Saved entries
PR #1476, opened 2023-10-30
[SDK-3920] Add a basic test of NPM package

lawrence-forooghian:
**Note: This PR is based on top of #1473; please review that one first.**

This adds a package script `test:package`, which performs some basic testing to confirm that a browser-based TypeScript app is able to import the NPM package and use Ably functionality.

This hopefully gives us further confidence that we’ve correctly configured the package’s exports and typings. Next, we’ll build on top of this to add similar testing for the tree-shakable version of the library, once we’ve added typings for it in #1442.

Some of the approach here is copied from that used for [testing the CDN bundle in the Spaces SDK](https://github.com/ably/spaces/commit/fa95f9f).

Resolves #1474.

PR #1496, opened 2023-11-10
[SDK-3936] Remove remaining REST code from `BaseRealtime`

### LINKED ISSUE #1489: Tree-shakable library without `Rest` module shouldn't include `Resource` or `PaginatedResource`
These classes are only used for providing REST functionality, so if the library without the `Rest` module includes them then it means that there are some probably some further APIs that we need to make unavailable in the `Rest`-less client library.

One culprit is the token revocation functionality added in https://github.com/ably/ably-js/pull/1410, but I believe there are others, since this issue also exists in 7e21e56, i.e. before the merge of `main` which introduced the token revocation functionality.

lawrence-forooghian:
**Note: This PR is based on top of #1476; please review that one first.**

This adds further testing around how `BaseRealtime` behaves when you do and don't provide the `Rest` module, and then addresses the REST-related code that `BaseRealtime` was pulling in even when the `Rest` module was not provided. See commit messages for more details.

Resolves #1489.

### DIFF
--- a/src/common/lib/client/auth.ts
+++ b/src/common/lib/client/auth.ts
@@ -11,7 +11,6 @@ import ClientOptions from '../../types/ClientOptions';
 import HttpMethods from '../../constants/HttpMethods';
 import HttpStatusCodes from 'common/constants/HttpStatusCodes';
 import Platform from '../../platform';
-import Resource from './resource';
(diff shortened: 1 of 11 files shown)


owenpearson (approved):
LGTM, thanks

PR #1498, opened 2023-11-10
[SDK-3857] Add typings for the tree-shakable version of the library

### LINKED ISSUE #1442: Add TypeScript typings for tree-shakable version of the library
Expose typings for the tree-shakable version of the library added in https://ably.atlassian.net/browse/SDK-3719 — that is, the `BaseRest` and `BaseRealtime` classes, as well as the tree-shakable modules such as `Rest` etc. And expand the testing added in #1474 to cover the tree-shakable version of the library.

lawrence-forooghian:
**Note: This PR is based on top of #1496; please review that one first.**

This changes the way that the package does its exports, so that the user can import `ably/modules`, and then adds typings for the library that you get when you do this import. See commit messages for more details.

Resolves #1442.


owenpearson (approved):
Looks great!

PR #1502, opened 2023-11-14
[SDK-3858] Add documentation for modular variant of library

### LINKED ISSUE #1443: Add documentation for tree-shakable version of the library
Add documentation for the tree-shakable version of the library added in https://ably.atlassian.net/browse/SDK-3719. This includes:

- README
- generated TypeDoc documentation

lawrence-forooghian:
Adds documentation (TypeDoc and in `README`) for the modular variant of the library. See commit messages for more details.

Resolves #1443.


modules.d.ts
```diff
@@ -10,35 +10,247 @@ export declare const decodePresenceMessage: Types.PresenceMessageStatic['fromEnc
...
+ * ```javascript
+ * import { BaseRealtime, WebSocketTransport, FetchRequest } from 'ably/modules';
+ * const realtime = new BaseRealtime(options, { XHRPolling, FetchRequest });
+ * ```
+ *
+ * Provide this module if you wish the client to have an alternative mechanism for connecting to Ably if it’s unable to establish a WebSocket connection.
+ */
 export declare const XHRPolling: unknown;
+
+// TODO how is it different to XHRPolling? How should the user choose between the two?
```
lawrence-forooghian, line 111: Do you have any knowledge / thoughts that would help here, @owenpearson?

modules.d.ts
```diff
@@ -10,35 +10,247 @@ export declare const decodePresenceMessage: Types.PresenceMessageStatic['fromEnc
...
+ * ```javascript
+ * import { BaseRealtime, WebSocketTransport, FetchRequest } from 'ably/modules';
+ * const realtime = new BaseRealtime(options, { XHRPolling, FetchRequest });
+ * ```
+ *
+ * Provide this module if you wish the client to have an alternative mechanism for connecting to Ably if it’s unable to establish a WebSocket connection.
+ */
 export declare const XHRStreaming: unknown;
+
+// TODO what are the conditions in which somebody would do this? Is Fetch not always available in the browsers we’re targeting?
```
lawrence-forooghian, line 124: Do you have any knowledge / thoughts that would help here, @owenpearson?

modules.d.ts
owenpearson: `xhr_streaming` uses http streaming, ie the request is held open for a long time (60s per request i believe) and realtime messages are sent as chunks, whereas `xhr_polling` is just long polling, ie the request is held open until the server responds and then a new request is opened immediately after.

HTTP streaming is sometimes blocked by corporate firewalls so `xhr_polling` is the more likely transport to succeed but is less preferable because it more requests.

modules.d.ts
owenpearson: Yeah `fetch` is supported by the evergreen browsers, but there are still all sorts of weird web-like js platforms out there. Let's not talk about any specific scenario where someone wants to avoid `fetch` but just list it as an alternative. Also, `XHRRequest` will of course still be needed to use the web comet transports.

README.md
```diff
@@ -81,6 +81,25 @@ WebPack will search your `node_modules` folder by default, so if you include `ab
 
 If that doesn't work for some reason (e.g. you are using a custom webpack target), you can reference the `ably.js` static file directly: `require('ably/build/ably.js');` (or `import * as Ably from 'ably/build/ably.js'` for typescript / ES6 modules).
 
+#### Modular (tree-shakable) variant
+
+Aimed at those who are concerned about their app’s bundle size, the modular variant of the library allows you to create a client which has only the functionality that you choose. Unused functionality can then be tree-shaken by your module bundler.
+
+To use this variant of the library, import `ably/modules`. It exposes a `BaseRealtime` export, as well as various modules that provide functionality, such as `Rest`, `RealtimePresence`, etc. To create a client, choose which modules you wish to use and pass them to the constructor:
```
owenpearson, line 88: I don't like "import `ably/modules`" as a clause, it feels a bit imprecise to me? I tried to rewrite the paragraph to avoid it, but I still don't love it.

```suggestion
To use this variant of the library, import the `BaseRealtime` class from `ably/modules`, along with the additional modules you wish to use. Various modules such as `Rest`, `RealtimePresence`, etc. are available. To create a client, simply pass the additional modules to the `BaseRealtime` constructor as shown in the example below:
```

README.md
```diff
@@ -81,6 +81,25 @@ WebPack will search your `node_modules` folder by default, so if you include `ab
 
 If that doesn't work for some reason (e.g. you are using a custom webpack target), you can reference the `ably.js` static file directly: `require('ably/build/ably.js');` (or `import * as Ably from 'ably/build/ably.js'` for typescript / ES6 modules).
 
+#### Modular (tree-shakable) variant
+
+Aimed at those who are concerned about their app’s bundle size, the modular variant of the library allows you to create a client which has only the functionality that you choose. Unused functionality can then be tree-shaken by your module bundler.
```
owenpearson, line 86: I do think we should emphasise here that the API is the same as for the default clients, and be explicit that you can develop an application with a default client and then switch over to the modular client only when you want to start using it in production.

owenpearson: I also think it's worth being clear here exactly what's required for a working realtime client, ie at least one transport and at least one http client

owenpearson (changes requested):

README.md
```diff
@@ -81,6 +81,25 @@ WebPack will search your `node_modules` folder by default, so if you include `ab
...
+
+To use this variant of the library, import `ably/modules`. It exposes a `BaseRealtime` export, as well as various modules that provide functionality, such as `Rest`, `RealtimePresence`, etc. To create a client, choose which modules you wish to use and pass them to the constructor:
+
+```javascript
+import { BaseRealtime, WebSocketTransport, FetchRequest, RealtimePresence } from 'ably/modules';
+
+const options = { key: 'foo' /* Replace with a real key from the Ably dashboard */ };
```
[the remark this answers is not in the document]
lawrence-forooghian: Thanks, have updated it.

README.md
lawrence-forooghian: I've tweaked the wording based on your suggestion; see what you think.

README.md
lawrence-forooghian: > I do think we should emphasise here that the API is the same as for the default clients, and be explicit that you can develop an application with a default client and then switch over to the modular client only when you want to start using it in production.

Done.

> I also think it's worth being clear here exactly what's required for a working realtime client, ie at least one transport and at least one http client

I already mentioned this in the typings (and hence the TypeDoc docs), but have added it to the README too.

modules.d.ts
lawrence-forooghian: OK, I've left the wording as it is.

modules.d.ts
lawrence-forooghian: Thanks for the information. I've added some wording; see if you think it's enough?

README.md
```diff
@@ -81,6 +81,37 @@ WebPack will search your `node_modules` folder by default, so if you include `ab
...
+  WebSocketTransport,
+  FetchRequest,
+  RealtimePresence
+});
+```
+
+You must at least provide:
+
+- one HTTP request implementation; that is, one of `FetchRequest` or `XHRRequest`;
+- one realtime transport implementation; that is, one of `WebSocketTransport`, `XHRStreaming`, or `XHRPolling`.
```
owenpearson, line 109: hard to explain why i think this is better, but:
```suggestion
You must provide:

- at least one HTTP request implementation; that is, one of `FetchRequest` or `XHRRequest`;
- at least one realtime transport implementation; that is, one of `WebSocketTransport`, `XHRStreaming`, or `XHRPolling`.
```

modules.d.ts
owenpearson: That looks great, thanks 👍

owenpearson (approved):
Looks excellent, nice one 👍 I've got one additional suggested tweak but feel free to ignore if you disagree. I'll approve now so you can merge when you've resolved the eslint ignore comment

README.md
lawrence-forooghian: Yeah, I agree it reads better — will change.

* [About this exercise]
In the entries above, one line contains "This hopefully gives" and another contains "PR #1498, opened 2023-11-10". Reproduce exactly those two lines and the lines between them, nothing else.

* [The answer]
This hopefully gives us further confidence that we’ve correctly configured the package’s exports and typings. Next, we’ll build on top of this to add similar testing for the tree-shakable version of the library, once we’ve added typings for it in #1442.

Some of the approach here is copied from that used for [testing the CDN bundle in the Spaces SDK](https://github.com/ably/spaces/commit/fa95f9f).

Resolves #1474.

PR #1496, opened 2023-11-10
[SDK-3936] Remove remaining REST code from `BaseRealtime`

### LINKED ISSUE #1489: Tree-shakable library without `Rest` module shouldn't include `Resource` or `PaginatedResource`
These classes are only used for providing REST functionality, so if the library without the `Rest` module includes them then it means that there are some probably some further APIs that we need to make unavailable in the `Rest`-less client library.

One culprit is the token revocation functionality added in https://github.com/ably/ably-js/pull/1410, but I believe there are others, since this issue also exists in 7e21e56, i.e. before the merge of `main` which introduced the token revocation functionality.

lawrence-forooghian:
**Note: This PR is based on top of #1476; please review that one first.**

This adds further testing around how `BaseRealtime` behaves when you do and don't provide the `Rest` module, and then addresses the REST-related code that `BaseRealtime` was pulling in even when the `Rest` module was not provided. See commit messages for more details.

Resolves #1489.

### DIFF
--- a/src/common/lib/client/auth.ts
+++ b/src/common/lib/client/auth.ts
@@ -11,7 +11,6 @@ import ClientOptions from '../../types/ClientOptions';
 import HttpMethods from '../../constants/HttpMethods';
 import HttpStatusCodes from 'common/constants/HttpStatusCodes';
 import Platform from '../../platform';
-import Resource from './resource';
(diff shortened: 1 of 11 files shown)


owenpearson (approved):
LGTM, thanks

PR #1498, opened 2023-11-10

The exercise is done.